# September in Sardinia (at last!).....



## peejay (May 10, 2005)

Hi;

We arrived back from our travels around Sardinia on Friday and I've finally put the finishing touches to my blog after managing to loose all my photo's (twice!) while uploading them (don't ask!). 
Anyway, 'tis finished now, the emphasis being on photo's and hopefully useful general info rather than reams and reams of text about what we did etc which would probably send you all to sleep.

Click on my 'blog' button below here or follow >> this link<< for a read..

happy travels,

pete


----------



## carol (May 9, 2005)

Hi Peejay

That was a lovely record and photos.... thanks for putting it up

Carol


----------



## smithies (Jul 1, 2007)

Thanks peejay,
Glad you persevered with the photos....they are great !!

Jenny


----------



## sallytrafic (Jan 17, 2006)

peejay said:


> Hi;
> 
> We arrived back from our travels around Sardinia on Friday and I've finally put the finishing touches to my blog after managing to loose all my photo's (twice!) while uploading them (don't ask!).
> Anyway, 'tis finished now, the emphasis being on photo's and hopefully useful general info rather than reams and reams of text about what we did etc which would probably send you all to sleep.
> ...


You are lucky Pete lots of us can't put photos in our Blogs


----------



## Grizzly (May 9, 2005)

Thanks Pete...brilliant photos and a very useful list of stopping places etc.

We had the same problem at Metz - the aire was packed - but we went on into the campsite and they charged Euros 12 per night ( Saturday 25th August this year). This was on hardstanding but we had the use of all the facilities including the free wifi. The latter stretches to the aire but need a password from reception. I'm sure they would give it to anyone on the aire too. You do have to give them name and address - French regulations.

We were not too keen on the aire either as it was not secure and alongside an area used by all the world and his wife at night

G


----------



## Scotjimland (May 23, 2005)

peejay said:


> Anyway, 'tis finished now, the emphasis being on photo's and hopefully useful general info rather than reams and reams of text about what we did etc which would probably send you all to sleep.

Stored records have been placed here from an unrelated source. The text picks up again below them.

PR #485, opened 2020-04-29
Update monitor resource to use Datadog Go client

skarimo:
Updates monitor to use Datadog GO client.

Notes: 
- The tests were updated to remove trailing zeroes during assertions. This is ok since we already have `suppressDataDogFloatIntDiff` method making sure value match as float. Precision is not effected. Only trailing zeroes


gzussa:
Let's hold off on this one for now.

PR #487, opened 2020-04-29
Update pagerduty resource to use Datadog Go client

skarimo:
Updates pagerduty to use Datadog GO client.

Note: Currently the Go client does not have option to update `subdomain` and `api_keys`. Hacky solution is to use the `CreatePagerDutyIntegration` method to both update and create the resource.


gzussa:
Actually this resource is deprecated. Users should use the PD service Object resource instead. As a consequence, we won't migrate this resource. Official SDK client won't support this endpoint anyway.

Very refreshing, my kind of blog Pete, nice balance between text and pictures, all too often there is too much detail and not enough 'meat' to keep me interested.. , thanks for taking the time to put it up..

Don't know if we will ever visit but it certainly raised my interest .. well done!

Jim


----------



## kennyboy (Oct 25, 2005)

Thanks Peejay for a very interesting and informative blog with brilliant photos!
Ken


----------



## DABurleigh (May 9, 2005)

Thanks, Pete, looks good.

As I alluded to in a recent trip report, it would be nice to get more reports from members. A discussion on preferred formats & their ease of compilation would be good. Whether it would make the blind bit of difference I don't know 

Dave


----------



## Grizzly (May 9, 2005)

DABurleigh said:


> Thanks, Pete, looks good.
> 
> As I alluded to in a recent trip report, it would be nice to get more reports from members. A discussion on preferred formats & their ease of compilation would be good. Whether it would make the blind bit of difference I don't know
> 
> Dave


Dave...and Pete

To reduce blogs to a template would be a retrograde step IMHO. There are many types of blogs and many types of readers. I enjoy reading a blow by blow account of various journeys; I also find a bare bones account of roads used and sites stayed at to be useful when planning a trip.

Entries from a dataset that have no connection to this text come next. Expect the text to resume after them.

PR #497, opened 2020-04-30
Migrate AWS logs to use the official Go Client

gzussa:


datadog/resource_datadog_integration_aws_lambda_arn.go
```diff
@@ -82,39 +80,40 @@ func resourceDatadogIntegrationAwsLambdaArnExists(d *schema.ResourceData, meta i
...
 	attachLambdaArnRequest := buildDatadogIntegrationAwsLambdaArnStruct(d)
-	err := client.AttachLambdaARNIntegrationAWS(attachLambdaArnRequest)
-
+	_, _, err := datadogClientV1.AWSLogsIntegrationApi.CreateAWSLambdaARN(authV1).Body(*attachLambdaArnRequest).Execute()
 	if err != nil {
 		return translateClientError(err, "error attaching Lambda ARN to AWS integration account")
 	}
 
-	d.SetId(fmt.Sprintf("%s %s", *attachLambdaArnRequest.AccountID, *attachLambdaArnRequest.LambdaARN))
+	d.SetId(fmt.Sprintf("%s %s", attachLambdaArnRequest.AccountId, attachLambdaArnRequest.LambdaArn))
```
nmuesch, line 92: Should these use the `Get`ters?

datadog/resource_datadog_integration_aws_lambda_arn.go
```diff
@@ -56,9 +53,10 @@ func resourceDatadogIntegrationAwsLambdaArnExists(d *schema.ResourceData, meta i
 	// Exists - This is called to verify a resource still exists. It is called prior to Read,
 	// and lowers the burden of Read to be able to assume the resource exists.
 	providerConf := meta.(*ProviderConfiguration)
-	client := providerConf.CommunityClient
+	datadogClientV1 := providerConf.DatadogClientV1
+	authV1 := providerConf.AuthV1
 
-	logCollections, err := client.GetIntegrationAWSLogCollection()
+	logCollections, _, err := datadogClientV1.AWSLogsIntegrationApi.ListAWSLogsIntegrations(authV1).Execute()
```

If all who are willing to write their blogs would do both types of account then we'd all be made happy but don't discourage the travel writers as opposed to the guide book writers, for want of better terms !

G


----------



## peejay (May 10, 2005)

Thanks for the replies, much appreciated;



Grizzly said:


> We had the same problem at Metz - the aire was packed - but we went on into the campsite and they charged Euros 12 per night ( Saturday 25th August this year). This was on hardstanding but we had the use of all the facilities including the free wifi. The latter stretches to the aire but need a password from reception. I'm sure they would give it to anyone on the aire too. You do have to give them name and address - French regulations.
> 
> We were not too keen on the aire either as it was not secure and alongside an area used by all the world and his wife at night


Thanks for the info about wi fi G, didn't know about that. You have reminded me, I forgot to add that unlimited free internet is available (2 screens) at the sosta 'Il Serchio' at Lucca, Caravan Club please take note!



DABurleigh said:


> As I alluded to in a recent trip report, it would be nice to get more reports from members. A discussion on preferred formats & their ease of compilation would be good. Whether it would make the blind bit of difference I don't know


'Motorhome trips' is the dedicated forum for accounts of your journies but they tend to get buried with other posts over time (and a lot tend to put theirs in 'Continental Touring' just to confuse matters) which is why I have started recording mine in my 'blog' with a link to it from the forum so its still easy to find. The blog is a good way to record the info but it doesn't work properly for everyone (Sallytrafic being one), but i'd agree with grizzly, theres room all styles of account, variety is the spice of life so they say. The hard bit is keeping everyones attention and not droning on too much, I know i've been guilty of that in the past hence the emphasis this time on more photo's and less text. Took bloody ages to load those photo's tho 

This topic would probably warrant its own post I think, Dave?

pete


----------